Peter Hooper is managing director and chief economist for Deutsche Bank Securities in New York.
The Federal Reserve has an extremely challenging task at hand. With price inflation on the rise and a tight labor market, the central bank must now navigate the economy away from overheating and land it in a sweet spot of full employment and price stability.
But the Fed has never been able to achieve such a soft landing. Every time it has attempted the feat, we’ve fallen into a recession — the severity of which corresponds with how much the economy overheated.
And yet, the Trump administration doesn’t seem concerned about this. It has taken at least six actions that have either actually or potentially boosted inflationary pressures. As a result, it has risked making our next economic downturn more severe.
First, the president signed into law massively procyclical tax-cut and spending packages for the first time in five decades. Based in part on calculations provided by the Congressional Budget Office, these measures will add, conservatively, half a percentage point to gross domestic product growth on average this year and next. This will push the unemployment rate at least another half a percentage point further below the non-accelerating inflation rate of unemployment (better known as NAIRU, or in oversimplified terms, full employment). Historical experience — and recent evidence at the state level — indicates that the further unemployment drops below NAIRU, the higher wages and price inflation go up.

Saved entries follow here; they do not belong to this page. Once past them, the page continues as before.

PR #31, opened 2023-05-24
[RSDK-3126] Base Service + Tests

njooma:
Introduce tests for the Base resource, along with its service

### DIFF
--- a/lib/src/components/base/service.dart
+++ b/lib/src/components/base/service.dart
@@ -1,0 +1,70 @@
+import 'package:grpc/grpc.dart';
+
+import '../../gen/common/v1/common.pb.dart';
+import '../../gen/component/base/v1/base.pbgrpc.dart';
+import '../../resource/manager.dart';
+import '../../utils.dart';
+import 'base.dart';
+
+class BaseService extends BaseServiceBase {
+  final ResourceManager _manager;
+
+  BaseService(this._manager);
+
+  Base _fromManager(String name) {
+    try {
+      return _manager.getResource(Base.getResourceName(name));
+    } catch (e) {
+      throw GrpcError.notFound(e.toString());
+    }
+  }
+
+  @override
+  Future<MoveStraightResponse> moveStraight(ServiceCall call, MoveStraightRequest request) async {
+    Base base = _fromManager(request.name);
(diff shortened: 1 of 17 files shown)


lib/src/components/base/service.dart
```diff
@@ -0,0 +1,70 @@
...
+
+  BaseService(this._manager);
+
+  Base _fromManager(String name) {
+    try {
+      return _manager.getResource(Base.getResourceName(name));
+    } catch (e) {
+      throw GrpcError.notFound(e.toString());
+    }
+  }
```
clintpurser, line 20: I like how you named this, omitting `base`. I will copy in other services.

I've been thinking how we can abstract some of the boiler plate code thats essentially copied between each service, maybe a service `mixin` would be a good move to abstract this out and include there.

lib/src/components/servo/service.dart
```diff
@@ -11,45 +11,45 @@ class ServoService extends ServoServiceBase {
 
   ServoService(this._manager);
 
-  Servo _servoFromManager(String name) {
+  Servo _fromManager(String name) {
```
clintpurser, line 14: oh! you already got servo, nice. 🙏

test/unit_test/components/base_test.dart
```diff
@@ -0,0 +1,381 @@
...
+      expect(base.extra, {'foo': 'bar'});
+    });
+  });
+
+  group('Base RPC Tests', () {
+    late ClientChannel channel;
+    late FakeBase base;
+    late BaseService service;
+    late Server server;
+    late String name;
```
clintpurser, line 176: `nit` same as above
```suggestion
    const String name = 'base';
```

lib/src/components/base/service.dart
njooma: Ya same. Tried abstracting it and ran into issues around not having abstract static functions. Renamed to be just `_fromManager` to make it easier to copy and paste until we figure out a way to refactor it lol

clintpurser: SGTM, I'm down for finding the right abstractions after we have things fleshed out.

clintpurser (approved):
LGTM - a few nits that are super minor.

Second, the administration declared a weak-dollar policy good for America, arguing that it is good for trade. But it doesn’t acknowledge how a weak dollar would affect inflation. Thanks to a firm dollar over the past few years, import prices fell, holding inflation for U.S. goods in mildly negative territory and depressing overall inflation. But now, thanks to a weakening dollar, import prices are rising at a significant pace and will soon push the price of domestic goods upward.
Third, the regulatory rollback of significant portions of the Affordable Care Act will effectively increase the number of people not covered by health insurance. When an uninsured person needs care and cannot afford it, the hospital picks up the tab. This is important because hospital costs account for nearly half of overall health-care costs, which in turn accounts for one-fifth of core consumer price inflation.
Before the ACA, hospital inflation generally averaged above 4 percent as hospitals raised fees to cover the cost of uninsured patients. Post-ACA, with increased insurance coverage, hospital inflation fell below 2 percent , contributing to low inflation overall. But in the past six months — as Republicans attempted to roll back the ACA — hospital inflation has soared to an annual rate of 6 percent.
Fourth, the administration has imposed tariffs on steel and aluminum, and threatened tariffs on automobiles and imports from China. Broader tariffs on China could add several tenths of a percent to U.S. consumer prices. And while the metal tariffs were projected to not have as much of an effect, anecdotal reports suggest producers not covered by the tariffs are using them as cover to raise prices. A recent Fed Beige Book noted that no fewer than nine of the 12 Federal Reserve districts reported problems with the steel tariffs, often in the form of price increases.
Fifth, the administration has taken actions in the tech sector that might raise prices for consumers. The Federal Communications Commission repealed net neutrality rules, which required Internet service providers to offer equal access for all users to all Internet content. While the new rules have yet to go into effect, service providers may increase user costs by selling access to higher quality service to both browsers and vendors on the Web. More recently, President Trump tweeted his concerns about Amazon’s tax payments and use of the U.S. Postal Service. Actions taken to raise Amazon’s delivery costs or otherwise clip its wings could have an inflationary impact. And that’s not negligible: Amazon’s entry into various markets for consumer goods has tended to depress the prices of those goods. Jeffrey P. Bezos, the founder and chief executive of Amazon, also owns The Post.
Finally, by withdrawing from the nuclear agreement with Iran and toughening economic sanctions against that country, the administration has effectively cut global oil production and boosted oil prices. The effects are already being felt in prices at the pump.
Taken together, these actions could add up to the spark that ignites a surge of inflation. This has happened before: Inflation remained remarkably low into the mid-1960s as unemployment moved further below NAIRU. But passage of Medicare and Medicaid during the last bout of significantly procyclical fiscal policy led to a surge in health-care inflation. Coupled with excessively easy monetary policy, price inflation took off.
Of course, the Fed has learned from its mistakes and is not about to repeat them. But every time the administration does something to boost inflation, the Fed will have to respond with more action to cool the economy. Despite the administration’s intentions, it might end up doing more to hurt the economy than to help it.